Work instruction: From the first line to the last, give the records again exactly.

=== Begin Enclosure ===

PR #898, opened 2018-12-18
PROGRAMMES-6564 - Fix tab order

Bobkidbob:
https://jira.dev.bbc.co.uk/browse/PROGRAMMES-6564

### DIFF
--- a/src/DsShared/Utilities/EntityContext/entity_context.html.twig
+++ b/src/DsShared/Utilities/EntityContext/entity_context.html.twig
@@ -1,5 +1,10 @@
 {%- for item in entity_context.getAncestry() -%}
-    <a tabindex="-1" class="context__item" href="{{ path('find_by_pid', {'pid': item.getPid()}) }}">{{ item.getTitle() }}</a>
+    <a
+        {{ not entity_context.getOption('is_tabbable') ? 'tabindex="-1"' }}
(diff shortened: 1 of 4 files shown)


programmes-developers:

src/DsShared/Utilities/EntityContext/entity_context.html.twig
```diff
@@ -1,5 +1,8 @@
 {%- for item in entity_context.getAncestry() -%}
-    <a tabindex="-1" class="context__item" href="{{ path('find_by_pid', {'pid': item.getPid()}) }}">{{ item.getTitle() }}</a>
+    <a class="context__item" href="{{ path('find_by_pid', {'pid': item.getPid()}) }}"
```
BjornTwachtmann: The problem with this is that it's not going to differentiate between making visually hidden links tabbable and visible links tabbable, is it?

E.g. the hidden "doctor who" link here http://sandbox.bbc.co.uk/programmes/b09kkt1m will still get tabbed to? Is that what we want?

BjornTwachtmann: The first context__item always seems to be hidden by the CSS

Bobkidbob:
Test this please.

PR #900, opened 2018-12-19
[PROGRAMMES-6822] Making error appear

cisco87:
https://sandbox.bbc.co.uk/programmes/articles/282P63C8jhnCXF9hDddCdmH/a-test-article-with-loads-of-stuff-in-the-right-column


programmes-developers:

src/Ds2013/Presenters/Domain/ContentBlock/Quiz/quiz.html.twig
```diff
@@ -1,9 +1,19 @@
...
 {% endblock %}
 
 {% block blockContent %}
-    {{ content_block.getBlock().getHtmlContent()|raw }}
+    {{ componentContent }}
+{% endblock %}
+
+{% block componentTitle %}
+    {% if componentContent == '' %}
+        <div class="br-box-subtle island"><h2>This content can't be found</h2></div>
```
Bobkidbob: Shouldn't this be done through the translation system? Also, it may be better to use "cannot" instead of "can't".

cisco87: I copied the text and implementation from V2

Tasiobg: We don't have translations for this one and becase is rare to display this error, BA agree that there is no need to request translations for this one. This error was mainly created to help editorial idenfiying issues when adding games.

Tasiobg:
@cisco87 Have you tested it? It doesn't seems to be working fine for me.
Also not necesarily wrong but a bit weird to display the error in the title

cisco87:
@Tasiobg I have tested it, what were you expecting, what do you see?

src/Ds2013/Presenters/Domain/ContentBlock/Quiz/quiz.html.twig
```diff
@@ -1,9 +1,19 @@
 {% extends "@Ds2013/Presenters/Domain/ContentBlock/content_block.html.twig" %}
 
+{% set componentContent = content_block.getBlock().getHtmlContent()|raw %}
```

=== End Enclosure ===

Final answer:
PR #898, opened 2018-12-18
PROGRAMMES-6564 - Fix tab order

Bobkidbob:
https://jira.dev.bbc.co.uk/browse/PROGRAMMES-6564

### DIFF
--- a/src/DsShared/Utilities/EntityContext/entity_context.html.twig
+++ b/src/DsShared/Utilities/EntityContext/entity_context.html.twig
@@ -1,5 +1,10 @@
 {%- for item in entity_context.getAncestry() -%}
-    <a tabindex="-1" class="context__item" href="{{ path('find_by_pid', {'pid': item.getPid()}) }}">{{ item.getTitle() }}</a>
+    <a
+        {{ not entity_context.getOption('is_tabbable') ? 'tabindex="-1"' }}
(diff shortened: 1 of 4 files shown)


programmes-developers:

src/DsShared/Utilities/EntityContext/entity_context.html.twig
```diff
@@ -1,5 +1,8 @@
 {%- for item in entity_context.getAncestry() -%}
-    <a tabindex="-1" class="context__item" href="{{ path('find_by_pid', {'pid': item.getPid()}) }}">{{ item.getTitle() }}</a>
+    <a class="context__item" href="{{ path('find_by_pid', {'pid': item.getPid()}) }}"
```
BjornTwachtmann: The problem with this is that it's not going to differentiate between making visually hidden links tabbable and visible links tabbable, is it?

E.g. the hidden "doctor who" link here http://sandbox.bbc.co.uk/programmes/b09kkt1m will still get tabbed to? Is that what we want?

BjornTwachtmann: The first context__item always seems to be hidden by the CSS

Bobkidbob:
Test this please.

PR #900, opened 2018-12-19
[PROGRAMMES-6822] Making error appear

cisco87:
https://sandbox.bbc.co.uk/programmes/articles/282P63C8jhnCXF9hDddCdmH/a-test-article-with-loads-of-stuff-in-the-right-column


programmes-developers:

src/Ds2013/Presenters/Domain/ContentBlock/Quiz/quiz.html.twig
```diff
@@ -1,9 +1,19 @@
...
 {% endblock %}
 
 {% block blockContent %}
-    {{ content_block.getBlock().getHtmlContent()|raw }}
+    {{ componentContent }}
+{% endblock %}
+
+{% block componentTitle %}
+    {% if componentContent == '' %}
+        <div class="br-box-subtle island"><h2>This content can't be found</h2></div>
```
Bobkidbob: Shouldn't this be done through the translation system? Also, it may be better to use "cannot" instead of "can't".

cisco87: I copied the text and implementation from V2

Tasiobg: We don't have translations for this one and becase is rare to display this error, BA agree that there is no need to request translations for this one. This error was mainly created to help editorial idenfiying issues when adding games.

Tasiobg:
@cisco87 Have you tested it? It doesn't seems to be working fine for me.
Also not necesarily wrong but a bit weird to display the error in the title

cisco87:
@Tasiobg I have tested it, what were you expecting, what do you see?

src/Ds2013/Presenters/Domain/ContentBlock/Quiz/quiz.html.twig
```diff
@@ -1,9 +1,19 @@
 {% extends "@Ds2013/Presenters/Domain/ContentBlock/content_block.html.twig" %}
 
+{% set componentContent = content_block.getBlock().getHtmlContent()|raw %}
```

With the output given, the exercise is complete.